The story of the Interstate 580 project dates back 30 years to the controversy over which route the project should take from the Mount Rose Highway to the north end of Washoe Valley.
The Nevada Department of Transportation originally put six different proposals before the public in 1976, none of them the route that was finally chosen.
Two went around the west side of Steamboat Hills through Callaghan Ranch, land now occupied by some of the Reno area's most expensive homes. Two other routes went east of the existing Highway 395 route. One of the proposals would have followed the existing alignment of the highway, providing barriers through Pleasant Valley and building frontage roads with access to the highway at each end.

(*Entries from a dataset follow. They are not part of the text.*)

PR #302, opened 2019-05-28
first widget test for `graphql_flutter` package

truongsinh:
very first widget test for `graphql_flutter` package. When doing so, I happen to discover that we are not null-safe in some places

### DIFF
--- a/.circleci/config.yml
+++ b/.circleci/config.yml
@@ -101,15 +101,16 @@ jobs:
             pub global activate coverage
             pub get
             pub run test_coverage
-      # - run:
-      #     name: Code coverage (graphql_flutter)
-      #     command: |
-      #       cd packages/graphql_flutter
-      #       flutter test --coverage
+      - run:
+          name: Code coverage (graphql_flutter)
+          command: |
+            cd packages/graphql_flutter
+            flutter test --coverage
       - run:
           name: Upload coverage
           command: |
-            bash <(curl -s https://codecov.io/bash)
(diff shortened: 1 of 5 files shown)


packages/graphql/pubspec.yaml
```diff
@@ -1,7 +1,7 @@
 name: graphql
 description: A stand-alone GraphQL client for Dart, bringing all the features from
   a modern GraphQL client to one easy to use package.
-version: 1.0.2-beta.2
+version: 1.1.0
```
HofmannZ: Can you please change this back?

truongsinh: ok, sorry i did't pay attention to this.

truongsinh: ah no, I meant to merge this to `master`, not `beta`. It seems that I can't change the destination, so I will close this and make another PR.

mainawycliffe:
We should be making this changes against beta, not master. But looks good. https://github.com/zino-app/graphql-flutter/blob/master/CONTRIBUTING.md

truongsinh:
> We should be making this changes against beta, not master. But looks good. https://github.com/zino-app/graphql-flutter/blob/master/CONTRIBUTING.md

Sorry I took a long gap 😅. Anyway, I don't understand why we should target `beta` branch (I'm a fan of https://trunkbaseddevelopment.com/), but let's take that discussion in another thread. I will make neccessary change.

mainawycliffe:
LGTM

Issue #221, opened 2019-04-18
Switch to pedantic style 


micimize:
> general purpose and flutter specific libraries should use `package:pedantic`  

@truongsinh we have [clarification on `pedantic` usage](https://github.com/dart-lang/pedantic/issues/17#issuecomment-484398115). I think it'd be best to follow the ecosystem on this one

micimize:
closed by #303

PR #303, opened 2019-05-28
use `pedantic` style `flutter analyze` for CI

truongsinh:
No breaking change, implement #221 with CI enforcement


packages/graphql_flutter/pubspec.lock
```diff
@@ -91,10 +91,10 @@ packages:
   graphql:
     dependency: "direct main"
     description:
-      name: graphql
-      url: "https://pub.dartlang.org"
-    source: hosted
-    version: "1.0.1-beta.8"
+      path: "../graphql"
```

The final option was basically to ignore the problem south of the Mount Rose Highway, which all sides fairly rapidly agreed wasn't really an option.
While engineers favored the routes through Callaghan Ranch, there was pressure politically from those who wanted that area to become housing as well as concerns about American Indian archaeological sites, damage to habitat which the area's wildlife rely on and the fact the highway would become a visible scar for a large portion of south Reno.
The routes to the east of the existing road were unpopular with many for similar reasons.
After a number of hearings and even a lawsuit by a resident's group to force a detailed environmental impact study, the alignment halfway up the eastern side of Steamboat Hills was selected. The route chosen was unpopular with engineers because of the difficulty of building bridge structures through a geothermal field and along the hillside as well as the large bridge required to cross Galena Creek in that area. But politically, it was the most acceptable choice.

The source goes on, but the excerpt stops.